The family tree of life may have just grown another branch. Red algae, mostly tropical seaweeds, look different from green algae and plants, but biologists believed that the appearance was misleading. Similarities in all three groups' chloroplasts--the tiny cellular factories where photosynthesis takes place--suggested a common chloroplast-containing ancestor. Now two evolutionary biologists have shaken up this family tree. They say their analysis of a fundamental gene in the nucleus places red algae on a separate branch from the one that gave rise to green algae, plants, and the nonphotosynthetic animals and fungi.

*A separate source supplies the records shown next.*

PR #10834, opened 2024-11-19
box: expose box_lua_find via tnt_internal_symbol

mkokryashkin:
In some cases, one might want to access a deeply nested Lua function from C, which is exactly the functionality implemented by the `box_lua_find`. Since the function in question is quite complex to re-implement, it is beneficial to expose it for internal use.

NO_DOC=internal
NO_CHANGELOG=internal


Totktonada (approved):
No objections from me.

PR #10849, opened 2024-11-22
config: alert on a non-latest database schema version

### LINKED ISSUE #10542: config: alert on a non-latest database schema version
I propose to show an alert in `box.info.config.alerts` if the database schema is not the latest one. Otherwise, it may be unnoticed.

Let's also drop the alert when the database schema is upgraded to the latest version.

Also tracked in TNTP-362
Part of TNTP-41

grafin:
A persistent alert will be shown in `box.info.config.alerts` while the database schema is not the latest available. This alert wil be dropped as soon as the database schema is updated.

Closes #10542

NO_DOC=minor and not user configurable
NO_CHANGELOG=minor


src/box/lua/config/applier/box_status.lua
```diff
@@ -0,0 +1,56 @@
...
+        box_status_state.watcher:unregister()
+    end
+
+    box_status_state.config = config
+    check_schema_version()
+    box_status_state.watcher = box_status_watcher()
+end
+
+return {
+    name = 'box_schema',
```
Totktonada, line 54: Nit: I guess `box_status` is expected here.

test/config-luatest/upgrade_test.lua
```diff
@@ -101,6 +102,32 @@ g.test_upgrade = function()
             box.space._schema:replace{'version', 2, 11, 1}
         end)
 
+        local function alert_exists(alert)
+            local alerts = box.info.config.alerts
+            for _, a in pairs(alerts) do
```
Totktonada, line 107: Nit: I would use `ipairs` to highlight that it is an array-like table.

test/config-luatest/upgrade_test.lua
```diff
@@ -101,6 +102,32 @@ g.test_upgrade = function()
...
+        local err_msg = (
+            'The schema version %s is outdated, the latest ' ..
+            'version is %s. Please, consider using box.schema.upgrade().')
+            :format(mkversion(2, 11, 0), mkversion.get_latest())
+
+        -- Checks the alert for the outdated schema version exists.
+        t.assert(alert_exists({type = 'warn', message = err_msg}),
+                 'Outdated schema version alert exists')
+
+        box.schema.upgrade()
```
Totktonada, line 124: Seems like it breaks the idea of the privileges upgrade test below. We want to verify that the privileges are granted on a non-lates schema.

There is `box.schema.upgrade()` at end of the test case. Let's place the alert check after it.

Hm. The alert check is already there :)

src/box/lua/config/applier/box_status.lua
grafin: Yep, thanks for noticing!

test/config-luatest/upgrade_test.lua
grafin: Oh, I've left this extraneous `box.schema.upgrade()` here while resolving a merge conflict, thanks for pointing this out! Also I removed the redundant check for the alert not being present after schema was upgraded.

grafin: I've reworked the test changes.

src/box/lua/config/applier/box_status.lua
```diff
@@ -0,0 +1,56 @@
...
+    return box.watch('box.status', function(key)
+        assert(key == 'box.status')
+        check_schema_version()
+    end)
+end
+
+local function apply(config)
+    if box_status_state.watcher ~= nil then
+        box_status_state.watcher:unregister()
+    end
```
Totktonada, line 46: How about registering it on demand? Re-registering each time seems redundant.

grafin: I rewrote the `apply` method, now I don't store the config itself, requiring it when I need access to the aboard itself only. And register the watcher only one time (the first time the `apply` is called.

Totktonada (approved):

PR #10850, opened 2024-11-22
config: add failover.log option options

grafin:
Needed for EE tarantool/tarantool-ee#925.

NO_CHANGELOG=changelog is a part of tarantool/tarantool-ee#925 NO_TEST=will be tested as a part of tarantool/tarantool-ee#925

@TarantoolBot document
Title: New configuration options `failover.log`

Now `failover.log.to` and `failover.log.file` options can be used to configure failover logger output.

Those options behave in similar way to `log.to` and `log.file` options.

`failover.log.to` defines the location for failover logs. This option accepts the following values:
- `stderr`: write logs to the standard error stream.
- `file`: write logs to a file defined in `failover.log.file`.

`failover.log.file` specifies a file for logs destination. It is mandatory to set this option if `failover.log.to` is set to `file`. If `failover.log.to` is set to anything else, this option is ignored.

The option is enterprise-only since it's a part of the supervised failover coordinator.

### DIFF
--- a/src/box/lua/config/instance_config.lua
+++ b/src/box/lua/config/instance_config.lua
@@ -2394,6 +2394,23 @@ return schema.new('instance_config', schema.record({
                 }),
             }),
         }),
+        log = schema.record({
+            to = schema.enum({
+                'stderr',
+                'file',
+            }, {
+                default = 'stderr',
+            }),
+            file = schema.scalar({
+                type = 'string',
+            }),
+        }, {
+            validate = function(data, w)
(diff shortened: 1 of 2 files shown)


Totktonada (approved):
I've no objections, but, please

1) Fix the instance config test (it expects a new default value).
2) Adjust the linked issue number (as we discussed, another issue is more related here).

georgiy-belyanin (approved):
Everything looks good!

Issue #10727, opened 2024-10-21
Tarantool sends `GROUP_LOCAL` rows via replication


Serpentian:
Raft state always has `GROUP_LOCAL` id, even though it's sent to other replicas.

https://github.com/tarantool/tarantool/blob/caf08d41c013a0b022289a28d04b959ef1cf70ba/src/box/xrow.c#L1445

Rows with `GROUP_LOCAL` should not be sent over network, there's no reason for raft to be the exception

PR #10861, opened 2024-11-27
relay: fix sending raft requests with GROUP_DEFAULT id

Serpentian:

The study, reported in the current issue of the Proceedings of the National Academy of Sciences, has implications beyond the genealogy of red algae. Biology textbooks now teach that chloroplasts descended from a formerly free-living bacterium that was nearly eaten but instead took up permanent residence as part of the cell. Because most scientists believe that such a complicated event, called endosymbiosis, could have happened very few times, two groups of organisms with similar chloroplasts should have a common ancestry. But new evidence, taken from the gene for RNA polymerase by John Stiller and Benjamin Hall of the University of Washington, Seattle, suggests that's not the case.
The scientists propose three explanations for the apparent conflict between the RNA and chloroplast data. An ancestor of red algae and an ancestor of green algae might have both engulfed similar bacteria in separate events. Alternatively, an ancestor common to all higher organisms could have had a chloroplast, but many cells--including the precursor of animals--later lost it. Or perhaps the ancestor of plants and green algae engulfed an already photosynthetic red algae to gain their chloroplast--a process called secondary endosymbiosis. No matter which scenario is correct, says Hall, the history of endosymbiosis does not look as simple as many researchers had thought. "It seems like there were just organisms jumping on each other all the time," he says.
Reactions to the findings are mixed. Mitch Sogin, an evolutionary biologist at the Marine Biological Laboratory in Woods Hole, Massachusetts, says the new analysis is "very important" evidence that strengthens the case for repeated endosymbiosis. But molecular evolutionist Jeff Palmer of Indiana University is skeptical: "With more [genetic] sequences, sometimes trees settle down and change shape." He says he expects to see the red algae return to a branch common to photosynthetic organisms.